Es curioso como pueden cambiar las formas. De una mujer guapa y hermosa (que está muy buena, vamos) en España decimos que *está como un tren *(como ya se ha dicho más arriba) o *como un camión*. Sin embargo, si oigo que *es como un camión* pensaré que tiene una personalidad arrolladora.


----------



## krolaina

Víctor Pérez said:


> Es curioso como pueden cambiar las formas. De una mujer guapa y hermosa (que está muy buena, vamos) en España decimos que *está como un tren *(como ya se ha dicho más arriba) o *como un camión*. Sin embargo, si oigo que *es como un camión* pensaré que tiene una personalidad arrolladora.


 
Es verdad. Pues fíjate, si lo oyese yo pensaría que es la típica mujer, así, grandota, fuerte...curioso, curioso.

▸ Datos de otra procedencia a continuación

PR #1944, opened 2020-11-06
Adding WEIBO_NER dataset support 

87302380:
Added dataset about NER for Chinese Social Media (Weibo).

The original data comes from https://github.com/hltcoe/golden-horse 
The formatted data is stored at https://github.com/87302380/WEIBO_NER


alanakbik:
@87302380 thanks for adding this!

PR #1945, opened 2020-11-07
Added support for the Livvi dataset from UD

hebecked:
This PR concludes my homework assignment.
It is not recommended to accept the PR at this time, since the data source is currently in the dev branch in my own rep (PR to UD pending) and I'm not qualified to determine if my changes have any linguistic implications.

My changes to the UD dataset:
- Swap the training and test dataset since the old test dataset was much larger than the training dataset. 
- Remove part of the (new) training dataset to create a dev dataset. (Ratios might need adjustment.)

In flair/flair/datasets/document_classification.py Line 48 and flair/flair/datasets/treebanks.py  Line 34 it is stated:
":param dev_file: the name of the dev file, if None, dev data is sampled from train."
This only holds true if the dataset is loaded manually. 
When automatically loaded from UD Line 67 in flair/flair/datasets/treebanks.py prevents this. since "assert path_to_conll_file.exists()" is called for all "path_to_conll_file", "None" or "str".

### DIFF
--- a/flair/datasets/__init__.py
+++ b/flair/datasets/__init__.py
@@ -111,6 +111,7 @@ from .treebanks import UD_CHINESE
 from .treebanks import UD_KOREAN
 from .treebanks import UD_BASQUE
 from .treebanks import UD_GREEK
+from .treebanks import UD_LIVVI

Por cierto Berenguer, yo jamás he oído lo de "mina" por aquí... vamos, que no sabría a qué se refieren.


----------



## Berenguer

heidita said:


> [...]
> Dirá Berenguer que es el mismo uso en España.Mi marido se está tronchando.
> [...]
> Estimado Berenguer, mi joya ha dicho que eso debe de ser en tu región. Dice que Carminas (Carmen) son "Minas", pero llamar a una mujer _mina_, no se entiende por aquí.

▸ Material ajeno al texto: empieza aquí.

PR #1946, opened 2020-11-07
add TURKU_NER corpus

riherrmann:


alanakbik:
@riherrmann thanks for adding this!

Issue #1931, opened 2020-11-02
Store embeddings configuration as kwargs for hyperparameter opt. 


whoisjones:
**Is your feature/enhancement request related to a problem? Please describe.**
Related to #1838. In order to reduce memory, we instanciate word embedding in training process but want to retain AutoCompletion and Argument Errors for our embeddings when configuring a hyperparameter search space.

**Describe the solution you'd like**
Upon creation we store all non-default parameters in a dict attached to the parent class of all word embeddings.

PR #1949, opened 2020-11-08
Add instance parameters to word embedding object upon creation

whoisjones:
closes GH-1931


alanakbik:

PR #1953, opened 2020-11-09
Adding support for the UD_Livvi dataset

hebecked:
Added support for UD_Levvi from UD, based on the original splits. (see previous PR)
Merged with the current upstream changes and tested.
The upstream changes now allow for operation without a dev set file, creating a dev set on the fly based on the training set file.


alanakbik:
@hebecked thanks for adding this!

PR #1954, opened 2020-11-09
Added support for UD_BURYAT

MaxDall:
Added support for UD_BURYAT


alanakbik:
@MaxDall thanks for adding this!

PR #1955, opened 2020-11-09
Added support for UD_NORTH_SAMI

dobbersc:
Added support for UD_NORTH_SAMI. This dataset does not define a dev split.


alanakbik:
@dobbersc thanks for adding this!

PR #1957, opened 2020-11-10
added support for UD_MALTESE

phkuep:


alanakbik:
@phkuep thanks for adding this!

PR #1958, opened 2020-11-10
added support for UD_MARATHI

polarlyset:


flair/datasets/treebanks.py
```diff
@@ -1226,6 +1226,34 @@ def __init__(self, base_path: Union[str, Path] = None, in_memory: bool = True):
...
+        # this dataset name
+        dataset_name = self.__class__.__name__.lower()
+
+        # default dataset folder is the cache root
+        if not base_path:
+            base_path = Path(flair.cache_root) / "datasets"
+        data_folder = base_path / dataset_name
+
+        # download data if necessary
+        web_path = "https://raw.githubusercontent.com/UniversalDependencies/UD_English-EWT/master"
```
alanakbik, line 1245: These paths still point to the English UD treebank. They should point to the Marathi treebank.

alanakbik (changes requested):
The object downloads the English UD treebank, but should download the Marathi one.

flair/datasets/treebanks.py
polarlyset: Path and file names amended.

alanakbik (approved):

alanakbik:
@polarlyset thanks for adding this!

PR #1961, opened 2020-11-11
added support for UD_GOTHIC

wjSimon:


alanakbik:
@wjSimon thanks for adding this!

A ver, si es que veo que no me he explicado muy allá. A parte de que mi conocimiento de la jerga argentina es bastante amplio por motivos varios, en España yo he oído y usado lo de "mina" para referirme a una mujer, pero no exactamente como un bonaerense lo haría. Voy a intentar explicar la metáfora. Puede haber dos significados. El típico, y aquí seguro que coincidiréis conmigo, es el de decir: "esa mujer es una mina"...cuando se le junta que es inteligente, tiene dinero, es amable, etc...(eso, o muchas veces simplemente que tiene dinero...osea, un braguetazo en toda regla). La otra, que yo creía que era más ampliamente usada, pero me da que va a ser que no, es la de referirse a una chica como una mina, en el sentido de "chica ligable"...A ver como me explico. Un tío que va a ver si pilla cacho, lo que va es a "picar" y un picador (no el de los toros), ¿a dónde va a picar? a una mina...pues eso ...De ahí que, al menos en mi entorno, el uso sea frecuente...



heidita said:


> [...]
> Más bien me refería a la comparación que siempre me ha parecido tan divertida:
> ¡Está como un tren!





krolaina said:


> Oye Heidi, dile a tu joya que te llame *PETISUÍ*, por favor!
> 
> Lo del tren lo entiendo perfectamente; está como un tren. Y está como un quesito...



No había entendido yo bien a lo que se refería Heidita con lo del tren. Así pues hablando de comparaciones, una mujer puede estar "más buena que el pan", "como un quesito/queso de bola", "como un tren (de mercancías)", "de toma pan y moja" o ser "más bonita que un san Luis" (nunca he entendido esta), "un bollicao"....La verdad que se me ocurren unas cuantas más un poco, digamos, soeces, ...y hoy me he levantado en plan fino.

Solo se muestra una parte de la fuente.